The Ministry for Primary Industries (MPI) has temporarily suspended consideration of cattle livestock export applications.
It follows the disappearance of a cargo ship that went missing during a typhoon with 43 people - believed to include two New Zealanders, two Australians, and the remainder Filipinos - and almost 6000 cattle on board.
The Japan Coast Guard today said a distress signal had come from the "Gulf Livestock 1".
One Filipino crew member who was picked up by the Japan Coast Guard said the ship's engine failed, then it was hit by a freak wave and capsized. The fate of the rest of the crew is unknown.
Australian vet Lynn Simpson who has done 57 voyages on livestock ships described the Gulf Livestock 1 as relatively small, with some vessels able to carry up to 20,000 animals.
She said the smaller the vessel the greater the risk in rough weather, and believed the economic realities of live animal shipments meant a ship was under pressure to get to its destination as quickly as possible.
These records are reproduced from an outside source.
PR #113, opened 2025-05-22
ref(ci): Disable extension-module by default

untitaker:
Since people interact with cargo directly in local development, i'd argue for the sake of ergonomics that the features should default to what is needed in local development. For the release job we can have a longer list of arguments. Going to run the build-streams job as well in CI, because it'd suck if any breakage is only revealed during release.

### DIFF
--- a/.github/workflows/build-streams.yaml
+++ b/.github/workflows/build-streams.yaml
@@ -1,6 +1,7 @@
 name: build sentry_streams
 
 on:
+  pull_request:
   push:
     branches:
       - main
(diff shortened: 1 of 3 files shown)


.github/workflows/build-streams.yaml
```diff
@@ -1,6 +1,7 @@
 name: build sentry_streams
 
 on:
+  pull_request:
```
fpacifici, line 4: Is this intentional or is it a left over ?

sentry_streams/Cargo.toml
```diff
@@ -19,7 +19,6 @@ crate-type = ["cdylib"]
 
 [features]
 extension-module = ["pyo3/extension-module"]
-default = ["extension-module"]
```
fpacifici, line 22: Did you try to release without this ?

.github/workflows/build-streams.yaml
untitaker: this is intentional to test the release build within this PR and show that it works.

fpacifici (approved):

PR #116, opened 2025-05-25
Move the Message data structure to Rust

fpacifici:
This is the foundation of the work to manage Message structures in Rust.
There is a more refactoring  work to do to have a proper Rust Message abstraciton
though this is step one we can build on top of.

We are trying to move more streaming processing logic to Rust (for efficiency).
At the same time, we want to build Python streaming application,
Rust streaming application and hybrid streaming application where some
steps are in Python and some are in Rust.

The requirement above imply both Rust and Python must understand the Message
data structure, thus this has to be defined in Rust and exposed via Pyo3.
Rust orchestrate the pipeline. As such it will create the message instance
after the consumer. 

Having both Rust and Python streaming steps means we need multiple types of
messages (we cannot use generics as we cannot expose to python a rust generic
structure). Different message types will be able to be processed by some 
operators and not by others. 

Having oth rust code and python code processing the same message means the
message msut be able to move in and out of the Python memory otherwise 
Rust has to take the Gil every time it needs to read the content of the message.

This PR starts addressing some of the problems above:
- Moves the Message class from PYthon to Rust and introduces two message
  types: PyAny and Bytes Array. This allows us to change all the Rust
  steps interface to manage a message they can understand rather than an
  opaque PyAny.
- Provides some transformation function to copy messages in and out of
  Python memory so the same message can be handed over to Python and back
  thus being processable through hybrid pipelines. (source and sink being 
  Rust means all pipelines are hybrid already). This opens the door to
  more Rust native steps. Transformation requires copy so it is not the
  most effiient way. Though there are ways to optimize this going on.
- Introduces a wrapper in Python to give Python code the illusion that the
  Message is generic with respect to the payload type. This cannot be done
  with a Rust generic.
- Replaces the usage of the old Message class in Python code and adapts the
   usage of the schema.

Next steps on top of this (see the TODOs in `messages.rs`).
- Remove copy paste. Create the hierarchy of messages as an Enum in Rust
- Introduce a unified transformation layer between Python and Rust so
  we can optimize translation by reducing copy.
- Create two variants of the same message to make it available to both
  Rust and Python.

### DIFF
--- a/sentry_streams/sentry_streams/pipeline/message.py
+++ b/sentry_streams/sentry_streams/pipeline/message.py
@@ -44,15 +44,6 @@ class Message(ABC, Generic[TPayload]):
             and self.schema == other.schema
         )
 
-    def __repr__(self) -> str:
-        return (
-            f"{self.__class__.__name__}("
-            f"payload={self.payload!r}, "
-            f"headers={self.headers!r}, "
-            f"timestamp={self.timestamp!r}, "
-            f"schema={self.schema!r})"
-        )
-
 
 class PyMessage(Generic[TPayload], Message[TPayload]):
     """
--- a/sentry_streams/sentry_streams/pipeline/message.py
+++ b/sentry_streams/sentry_streams/pipeline/message.py
@@ -1,21 +1,60 @@
 from __future__ import annotations
 
+from abc import ABC, abstractmethod
 from copy import deepcopy
-from typing import (
-    Generic,
-    Optional,
-    Sequence,
-    Tuple,
-    TypeVar,
-    cast,
-)
+from typing import Generic, Optional, Sequence, Tuple, TypeVar, cast
 
-from sentry_streams.rust_streams import PyAnyMessage
+from sentry_streams.rust_streams import PyAnyMessage, RawMessage
 
 TPayload = TypeVar("TPayload")
 
 
-class Message(Generic[TPayload]):
+class Message(ABC, Generic[TPayload]):
+    @property
+    @abstractmethod
+    def payload(self) -> TPayload:
+        raise NotImplementedError
+
+    @property
+    @abstractmethod
+    def headers(self) -> Sequence[Tuple[str, bytes]]:
+        raise NotImplementedError
+
+    @property
+    @abstractmethod
+    def timestamp(self) -> float:
+        raise NotImplementedError
+
+    @property
+    @abstractmethod
+    def schema(self) -> str | None:
+        raise NotImplementedError
+
+    @abstractmethod
+    def deepcopy(self) -> Message[TPayload]:
+        raise NotImplementedError
+
+    def __eq__(self, other: object) -> bool:
+        if not isinstance(other, Message):
+            return False
+        return (
+            self.payload == other.payload
+            and self.headers == other.headers
+            and self.timestamp == other.timestamp
+            and self.schema == other.schema
+        )
+
+    def __repr__(self) -> str:
+        return (
+            f"{self.__class__.__name__}("
+            f"payload={self.payload!r}, "
+            f"headers={self.headers!r}, "
+            f"timestamp={self.timestamp!r}, "
+            f"schema={self.schema!r})"
+        )
+
+
+class PyMessage(Generic[TPayload], Message[TPayload]):
     """
     A wrapper for the Rust PyAnyMessage to make the payload generic.
     We cannot export classes via PyO3 that are generic in Python.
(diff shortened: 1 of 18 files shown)


untitaker (approved):

sentry_streams/src/messages.rs
```diff
@@ -0,0 +1,434 @@
...
+
+    #[pyo3(get, set)]
+    pub timestamp: f64,
+
+    #[pyo3(get, set)]
+    pub schema: Option<String>,
+}
+
+#[pymethods]
+impl RawMessage {
```
evanh, line 174: All of the functions here seem to be for creating the RawMessage from Python objects, and converting the message into Python objects. Can we use this interface to go from Rust to Rust?

I might be misunderstanding how the Rust API handles messages.

evanh: What I mean is, all the functions return Python object (the `headers` call for example). If this is always converted to a Python object, how does the Rust to Rust functionality work?

evanh: Yes OK that makes sense.

sentry_streams/sentry_streams/pipeline/msg_parser.py
```diff
@@ -1,21 +1,31 @@
...
+from sentry_kafka_schemas import get_codec
+from sentry_kafka_schemas.codecs import Codec
+
+from sentry_streams.pipeline.message import Message, PyRawMessage
 
 # TODO: Push the following to docs
 # Standard message decoders and encoders live here
 # These are used in the defintions of Parser() and Serializer() steps, see chain/
 
+CODECS: MutableMapping[str, Codec[Any]] = {}
```
ayirr7, line 13: Is the idea here that we're going to build our own Codecs?

sentry_streams/sentry_streams/pipeline/message.py
```diff
@@ -1,27 +1,140 @@
...
+
+
+class Message(ABC, Generic[TPayload]):
+    """
+    A generic class to represent multiple types of messages in the pipeline.
+    Streaming Steps should access the message via this class.
+
+    The actual Message classes are defined in Rust and are exported to Python
+    via pyo3. This class and its subclasses wrap the Rust classes so that we
+    can make the payload time Generic. It is not possible to create, via pyo3,
```
ayirr7, line 19: typo; 'time'?

sentry_streams/sentry_streams/pipeline/message.py
```diff
@@ -1,27 +1,140 @@
...
+            self.payload == other.payload
+            and self.headers == other.headers
+            and self.timestamp == other.timestamp
+            and self.schema == other.schema
+        )
+
+
+class PyMessage(Generic[TPayload], Message[TPayload]):
+    """
+    A wrapper for the Rust PyAnyMessage to make the payload generic.
```
ayirr7, line 67: Does that mean we'll have types like `PyMessage[IngestMetric]`? I guess I still don't fully understand how adding this wrapper class helps us achieve the generic

sentry_streams/sentry_streams/pipeline/message.py
```diff
@@ -1,27 +1,140 @@
...
+            deepcopy(self.inner.payload),
+            deepcopy(self.inner.headers),
+            self.inner.timestamp,
+            self.inner.schema,
+        )
+
+
+class PyRawMessage(Message[bytes]):
+    """
+    A wrapper for the Rust RawMessage so `RawMessage` extends `Messasge`.
```
ayirr7, line 106: Is PyRawMessage the container for bytes in user/API code in Python and RustRawMessage the container for bytes in user/API code in Rust? A little confused about the two's relationship

sentry_streams/src/messages.rs
```diff
@@ -0,0 +1,434 @@
...
+    let seq = list.into_sequence();
+    Ok(seq.unbind())
+}
+
+/// Represents a message with any Python object as payload. This message type
+/// is meant to be processed by Python operators. Rust operators should consider
+/// The payload as opaque and should not transform it.
+///
+/// The message can be created both by Python code or Rust code. When Rust code
+/// instantiates it, it has to convert it into a Py<PyAnyMessage> before handing
```
ayirr7, line 84: Am I understanding correctly that Rust would hand a Message to Python code when, for example, running a user-defined Python function on a Message that is the output from a previous Rust strategy step?

sentry_streams/sentry_streams/pipeline/msg_parser.py
fpacifici: This is mostly to take the codec out of the message to avoid creating the codec each time we need to use and reuse the instances. 

But yes we will need an abstract codec that can wrap the sentry-kafka-shemas ones.

sentry_streams/src/messages.rs
fpacifici: > Am I understanding correctly that Rust would hand a Message to Python code when, for example, running a user-defined Python function on a Message that is the output from a previous Rust strategy step?

Rust will hand a message to python code every time a user-defined Python function needs to process the message or when a platform defined python processing function (the Delegate) needs to process the message.

Regarding the previous step, that can be a Rust step or a Python step. 
In case the previous step is a rust step the payload type needs to be translatable to python. Otherwise python can only receive bytes it cannot make sense of. 

So we will have these combinations:
Messages:
1. Python only messages (they are opaque to rust)
2. Rust only message - contain rust data structures (they are opaque to python)
3. messages that can be manage by both via copy (for example bytes)
4.  messages that have the same memory structure in both and could be managed by both without copy (this requires some unsafe code and FFI usage on python but it is theoretically possible).

Steps:
- rust native. Supports 2,3,4
- rust steps with python custom logic/ Supports 1,3,4
- Python delegates. Supports 1,3,4

PR #120, opened 2025-05-27
Generalize ReduceDelegate

fpacifici:
Based on https://github.com/getsentry/streams/pull/119

While buildign a RustOperatorDelegate for the RunTaskInMultiProcess
I noticed that the delegating logic was very similar to the Reduce
step so I make the `OutputRetriever` and the `ReduceDelegate` reusable.

This PR:
- replaces the OutputRetriever and ReduceDelegate custom logic with
  functions passed to the two classes
- Moves the generic version of the two into rust_step.py
- Fixes the return type iof the RustOperatorDeelgate. We were returning
  Message, but that is a type Rust cannot understand.


sentry_streams/sentry_streams/adapters/arroyo/rust_step.py
```diff
@@ -161,14 +161,132 @@ def __prepare_output(self) -> Iterable[Tuple[Message[TOut], Committable]]:
...
+    """
+    This delegate wraps an existing Python Arroyo strategy so that it can be
+    used as it is in a Rust consumer.
+    Objects of this class are provided a strategy to wrap, a Callable to
+    transform input messages if a transformation is needed and an
+    `OutputRetriever` to collect the results from the inner strategy and
+    make them available to rust.
+
+    The message flow looks like this:
+    1. The Rust Arroyo Strategy receives a streaming message to process.
```
ayirr7, line 247: Thanks for outlining the steps here. It is much clearer now

ayirr7 (commented):
This overall looks good to me. I'll wait for any others' who might have feedback before I approve

ayirr7 (approved):

PR #126, opened 2025-06-03
feat(GCS-sink): Use RunTaskInThreads to write to GCS

ayirr7:
Switches from single threaded write to GCS to a RunTaskInThreads GCS sink. Also adds some tracing around who's using the GIL. 

Seems to fix an issue where GCS writer could not acquire GIL

### DIFF
--- a/sentry_streams/Cargo.toml
+++ b/sentry_streams/Cargo.toml
@@ -16,6 +16,7 @@ rdkafka = { version = "0.37.0", features = ["cmake-build", "tracing"] }
 anyhow = "1.0.98"
 reqwest = "0.12.15"
 tokio = "1.45.0"
+log = "0.4.27"
 
 [lib]
 name = "rust_streams"
--- a/sentry_streams/src/callers.rs
+++ b/sentry_streams/src/callers.rs
@@ -15,20 +15,12 @@ pub fn call_python_function(
     Ok(
         traced_with_gil("call python fn", |py| match message.payload().payload {
             PyStreamingMessage::PyAnyMessage { ref content } => {
-                let start = Instant::now();
                 let res = callable.call1(py, (content.clone_ref(py),));
-                let finish = Instant::now();
-
-                println!("EXECUTINO TIME CALL PYTHON FN {:?}", finish - start);
                 res
             }
 
             PyStreamingMessage::RawMessage { ref content } => {
-                let start = Instant::now();
                 let res = callable.call1(py, (content.clone_ref(py),));
-                let finish = Instant::now();
-
-                println!("EXECUTINO TIME CALL PYTHON FN {:?}", finish - start);
                 res
             }
         })?
--- a/sentry_streams/src/callers.rs
+++ b/sentry_streams/src/callers.rs
@@ -1,5 +1,3 @@
-use std::time::Instant;
-
 use crate::helper::traced_with_gil;
 use crate::messages::PyStreamingMessage;
 use crate::routes::RoutedValue;
--- a/sentry_streams/src/callers.rs
+++ b/sentry_streams/src/callers.rs
@@ -1,4 +1,4 @@
-use crate::helper::traced_with_gil;
+use crate::utils::traced_with_gil;
 use crate::messages::PyStreamingMessage;
 use crate::routes::RoutedValue;
 use pyo3::prelude::*;
@@ -10,20 +10,18 @@ pub fn call_python_function(
     callable: &Py<PyAny>,
     message: &Message<RoutedValue>,
 ) -> Result<PyStreamingMessage, PyErr> {
-    Ok(
-        traced_with_gil("call python fn", |py| match message.payload().payload {
+    Ok(traced_with_gil("call_python_function", |py| {
+        match message.payload().payload {
             PyStreamingMessage::PyAnyMessage { ref content } => {
-                let res = callable.call1(py, (content.clone_ref(py),));
-                res
+                callable.call1(py, (content.clone_ref(py),))
             }
 
             PyStreamingMessage::RawMessage { ref content } => {
-                let res = callable.call1(py, (content.clone_ref(py),));
-                res
+                callable.call1(py, (content.clone_ref(py),))
             }
-        })?
-        .into(),
-    )
+        }
+    })?
+    .into())
 }
 
 /// Executes a Python callable with an Arroyo message containing Any and
@@ -32,12 +30,14 @@ pub fn call_any_python_function(
     callable: &Py<PyAny>,
     message: &Message<RoutedValue>,
 ) -> Result<Py<PyAny>, PyErr> {
-    traced_with_gil("call any python fn", |py| match message.payload().payload {
-        PyStreamingMessage::PyAnyMessage { ref content } => {
-            callable.call1(py, (content.clone_ref(py),))
-        }
-        PyStreamingMessage::RawMessage { ref content } => {
-            callable.call1(py, (content.clone_ref(py),))
+    traced_with_gil("call_any_python_function", |py| {
+        match message.payload().payload {
+            PyStreamingMessage::PyAnyMessage { ref content } => {
+                callable.call1(py, (content.clone_ref(py),))
+            }
+            PyStreamingMessage::RawMessage { ref content } => {
+                callable.call1(py, (content.clone_ref(py),))
+            }
         }
     })
 }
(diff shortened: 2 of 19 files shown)


sentry_streams/src/gcs_writer.rs
```diff
@@ -55,35 +59,45 @@ impl GCSWriter {
...
+        let route = message.payload().route.clone();
+        let actual_route = self.route.clone();
+
+        let bytes = traced_with_gil("writing to gcs", |py| pybytes_to_bytes(&message, py)).unwrap();
 
-        let res = client.post(&url).body(bytes).send();
+        Box::pin(async move {
+            if route != actual_route {
+                return Ok(message);
+            }
```
fpacifici, line 78: I think this is quite inefficient when we need to forward the message to the next step. 
Let's say we have two routes: one send small messages somewhere and one sends batches to GCS.
This way we would use threads to send the small messages to the next step. 

I think we should customize the runTaskInThreads to avoid sending messages for other routes to the threadpool.

Though please file a task for this, no need to do it here

sentry_streams/src/gcs_writer.rs
```diff
@@ -55,35 +59,45 @@ impl GCSWriter {
...
 
-        let response = res.unwrap();
-        let status = response.status();
+            let res: Result<reqwest::Response, reqwest::Error> =
+                client.post(&url).body(bytes).send().await;
```
fpacifici, line 81: How was this working before without await ?

sentry_streams/src/helper.rs
```diff
@@ -0,0 +1,26 @@
+use std::time::Instant;
+
+use pyo3::Python;
+
+pub fn traced_with_gil<F, R>(label: &str, function: F) -> R
```
fpacifici, line 5: I think having the ability to trace the usage of the GIL is really good and we should keep this ability to trace, but it has to be disabled by default and we need a way to enable it.

I'd recommend having a shared readonly config object we can pass around to keep the config values this function will use to decide whether to trace the gil usage or not.

fpacifici (commented):
Please see the comment on the tracing configuration.
We should keep the ability to instrument the GIL but we should make it configurable.

sentry_streams/src/gcs_writer.rs
ayirr7: Since we were using `RunTask` which requires a synchronous task to be run, I had to use the crate `blocking reqwest` and used its respective `Client`, `ClientBuilder` 

Now I am using the async `reqwest` crate

sentry_streams/src/helper.rs
fpacifici: alright

ayirr7: How do we feel, instead of having each function opt-into the `traced_with_gil`, we make it so that we only emit a warning when acquiring the GIL took over a certain duration? 

That way, we require everyone to go through the `traced_with_gil` but we selectively log

sentry_streams/src/callers.rs
```diff
@@ -9,15 +10,20 @@ pub fn call_python_function(
...
-            callable.call1(py, (content.clone_ref(py),))
-        }
-    })?
-    .into())
+    Ok(
+        traced_with_gil("call python fn", |py| match message.payload().payload {
+            PyStreamingMessage::PyAnyMessage { ref content } => {
+                let res = callable.call1(py, (content.clone_ref(py),));
+                res
+            }
```
fpacifici, line 18:
```
PyStreamingMessage::PyAnyMessage { ref content } => {
             callable.call1(py, (content.clone_ref(py),))
}
```

sentry_streams/src/helper.rs
fpacifici: ok

sentry_streams/src/messages.rs
```diff
@@ -251,7 +253,7 @@ pub enum PyStreamingMessage {
 
 impl Into<PyStreamingMessage> for Py<PyAny> {
     fn into(self) -> PyStreamingMessage {
-        Python::with_gil(|py| {
+        traced_with_gil("into pystreaming", |py| {
```
fpacifici, line 256: I would use the trace_with_gil function in unit tests as  well.

sentry_streams/src/gcs_writer.rs
```diff
@@ -55,35 +59,47 @@ impl GCSWriter {
...
+
+        let bytes = traced_with_gil("writing to gcs", |py| pybytes_to_bytes(&message, py)).unwrap();
 
-        let res = client.post(&url).body(bytes).send();
+        Box::pin(async move {
+            // TODO: This route-based forwarding does not need to be
+            // run with multiple threads. Look into removing this from the async task.
+            if route != actual_route {
+                return Ok(message);
+            }
```
fpacifici, line 80: Actually it would be trivial to fix it here. 
As you reintroduced the outer GCSSink strategy you can put this logic in the `submit` method there avoiding to pass it to inner.

fpacifici: Or is the issue due to the fact you cannot have two owners of the next step?

ayirr7: This

sentry_streams/src/filter_step.rs
```diff
@@ -57,24 +58,30 @@ impl ProcessingStrategy<RoutedValue> for Filter {
...
+                        Err(SubmitError::<RoutedValue>::InvalidMessage(InvalidMessage {
+                            partition: inner.partition,
+                            offset: inner.offset,
+                        }))
+                    }
+                    InnerMessage::AnyMessage(inner) => {
+                        panic!("Unexpected message type: {:?}", inner)
+                    }
+                },
+            }
```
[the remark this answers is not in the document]
ayirr7: I wanted to hold the GIL for even shorter time in the filter step

sentry_streams/src/operators.rs
```diff
@@ -104,20 +105,28 @@ pub fn build(
             route,
             bucket,
             object_file,
-        } => build_gcs_sink(route, next, &bucket, &object_file),
+        } => Box::new(GCSSink::new(
+            route.clone(),
+            next,
+            concurrency_config,
```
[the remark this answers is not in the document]
ayirr7: Yes, right now it's just sharing the config defined in operators.rs

sentry_streams/Cargo.toml
```diff
@@ -16,6 +16,7 @@ rdkafka = { version = "0.37.0", features = ["cmake-build", "tracing"] }
 anyhow = "1.0.98"
 reqwest = "0.12.15"
 tokio = "1.45.0"
+log = "0.4.27"
```
untitaker, line 19: only `tracing` should be necessary -- it exposes the same API `tracing::warn` instead of `log::warn` and so on

sentry_streams/src/filter_step.rs
```diff
@@ -57,24 +58,30 @@ impl ProcessingStrategy<RoutedValue> for Filter {
...
-                        }
-                    },
+                    Err(e) => return Err(e),
                 }
-            })
+            });
+            match res {
+                Ok(bool) => {
+                    if bool {
+                        let _ = self.next_step.submit(message);
```
untitaker, line 69: totally unrelated but it seems to me that backpressure is not handled correctly here
```suggestion
                        self.next_step.submit(message)?;
```

sentry_streams/src/gcs_writer.rs
ayirr7: @untitaker Did you all ever run into this in Rust Arroyo? Do yo know of any workarounds? 

Basically I want to be able to send messages on a different route to the next step (after `RunTaskInThreads`). The issue is that `RunTaskInThreads` step owns next_step

sentry_streams/Cargo.toml
ayirr7: sounds good

sentry_streams/src/gcs_writer.rs
untitaker: you can add an accessor on `RunTaskInThreads` such as:

```
fn next_step_mut(&mut self) -> &mut N { &mut self.next_step }
```

then you can use `self.inner.next_step_mut().submit(...)` in your GCS Sink

I don't think this usecase of poking into the next step has come up before, but i did find it occasionally annoying for observability that one step completely hides the next one. might be worth adding to the strategy interface.

sentry_streams/src/filter_step.rs
ayirr7: fixed, thanks

sentry_streams/src/messages.rs
ayirr7: done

"So that might explain why this ship headed straight into a typhoon which should have been visible on weather reporting and radars and you would think somebody would try to avoid it, but whether the typhoon moved unpredictabily or the master wasn't aware that it was in their path, it's hard to tell."
Simpson said in shipping there were often risks taken to save money.
She said the risks increased as the ship neared the end of its journey and it became lighter in weight with more animal feed and fuel used up.
"Any weight that was down below which sort of acts as heavy ballast and keeps the ship generally more stable is then used up and basically gone, so the ship becomes more top heavy and when it hits rough weather then it's at more danger of rolling and causing injury and, or capsizing.''
Greens want live animal exports to end
Green Party spokesperson on animal welfare Gareth Hughes told RNZ's Checkpoint today the Green Party wanted a ban on exporting all live animals.
He said he was disappointed that a government review on the issue was taking so long.
There is already a ban on exporting live animals for slaughter, but there is a loophole allowing the export of live animals for breeding, Hughes said.
"It's something I don't think we should be continuing, we know these animals do suffer with distress aboard the ships with potentially weeks at sea.
"It's something I've urged the minister to act with haste on and I'm disappointed the review has taken so long to get to this point."
Hughes said live exports were not good for the animals which suffer, nor was it in New Zealand's economic interest because it damaged the country's international agricultural brand and there were always risks in a maritime environment.
"We're still talking about tens of thousands of animals confined in very small spaces at sea, they can't understand what's happening with the risk conditions out there."
Hughes said New Zealand could still export genetic material without exporting the live animals, for example by exporting semen for breeding, which would avoid the animal welfare issues.
He said it would make sense to have a moratorium on all live exports until the review was completed.
"But ultimately I want to see this review concluded and I want to see this practice ended."
Damien O'Connor, who is the Minister responsible for live exports, declined to be interviewed on Checkpoint.